7. Il profilo di rito testé evidenziato risulta assorbente delle altre preliminari eccezioni sollevate dall’Amministrazione appellata (talune delle quali, peraltro, a loro volta tutt’altro che destituite di fondatezza) nonché di ogni ulteriore questione di merito.

8. Le spese del grado seguono la soccombenza e sono liquidate in dispositivo tenuto conto dei parametri stabiliti dal regolamento 10 marzo 2014, n. 55.

9. Il Collegio rileva, inoltre, che la pronuncia di irricevibilità dell’appello si basa, come dianzi illustrato, su ragioni manifeste, e cioè sull’applicazione di norma da lungo tempo in vigore e certamente applicabile alla fattispecie esaminata, in modo da integrare i presupposti applicativi dell’art. 26, comma 1, cod. proc. amm. secondo l’interpretazione che ne è stata data dalla giurisprudenza di questo Consiglio (cfr. sez. V, 21 novembre 2014, nr. 5757;
id., 11 giugno 2013, nr. 3210;
id., 31 maggio 2011, nr. 3252;
id., 26 marzo 2012, nr. 1733, cui si rinvia ai sensi degli artt. 74 e 88, comma 2, lettera d ), cod. proc. amm. anche in ordine alle modalità applicative ed alla determinazione della misura indennitaria).
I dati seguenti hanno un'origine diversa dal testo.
PR #53481, opened 2024-01-10
[Process] Fix executable finder when the command starts with a dash

### LINKED ISSUE #53479: [Process] ExecutableFinder::find() method will execute `exec()` by passed the name parameter

v6.4.2

### How to reproduce

In my Laravel project composer.json file, script defined a few script like that 

```json
"post-update-cmd": [
            "@php -r \"file_put_contents('storage/local/last-composer-lock-hash', md5_file('composer.lock'));\""
        ],
```

when I run `composer run script post-update-cmd` the composer package will remove the prefix `@php ` and extract `-r` to determine if the file is executable, and then the `exec('command -v')` will execute `-r` that `exec('command -v -r')` and output a message that "sh: line 0: command: -r: invalid option
command: usage: command [-pVv] command [arg ...]
"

Le conclusioni cui è pervenuta la giurisprudenza del Consiglio di Stato sul punto in esame sono state, nella sostanza, recepite dalla novella recata all’art. 26 cod. proc. amm. dal decreto-legge 24 giugno 2014, nr. 90, e in particolare:

a ) l’art. 26, comma 1, che rinviava (e rinvia) all’art. 96 cod. proc. civ., prevedeva la condanna, su istanza di parte, al risarcimento del danno se la parte ha agito o resistito in giudizio con mala fede o colpa grave (art. 96, comma 1, cod. proc. civ.), nonché la condanna anche d’ufficio in favore dell’altra parte, di una somma equitativamente determinata;

b ) il d.l. nr. 90 del 2014 ha inciso sia sull’art. 26, comma 1, cod. proc. amm., in termini generali applicabile per tutti i riti davanti al giudice amministrativo, sia sull’art. 26, comma 2, cod. proc. amm., in termini specifici applicabile solo per il rito in materia di appalti;

c) sebbene l’art. 26, comma 1, cod. proc. amm. continui a richiamare l’art. 96 cod. proc. civ. in tema di lite temeraria, esso detta ora una regola più specifica, stabilendo che in ogni caso il giudice, anche d’ufficio, può altresì condannare la parte soccombente al pagamento, in favore della controparte, di una somma equitativamente determinata, comunque non superiore al doppio delle spese liquidate, in presenza di motivi manifestamente infondati.

La condanna dell’originario ricorrente ai sensi dell’art. 26 cod. proc. amm. rileva, infine, anche agli effetti di cui all’art. 2, comma 2- quinquies , lettere a ) e f ), della legge 24 marzo 2001, nr. 89, come da ultimo modificato dalla legge 28 dicembre 2015, nr. 208.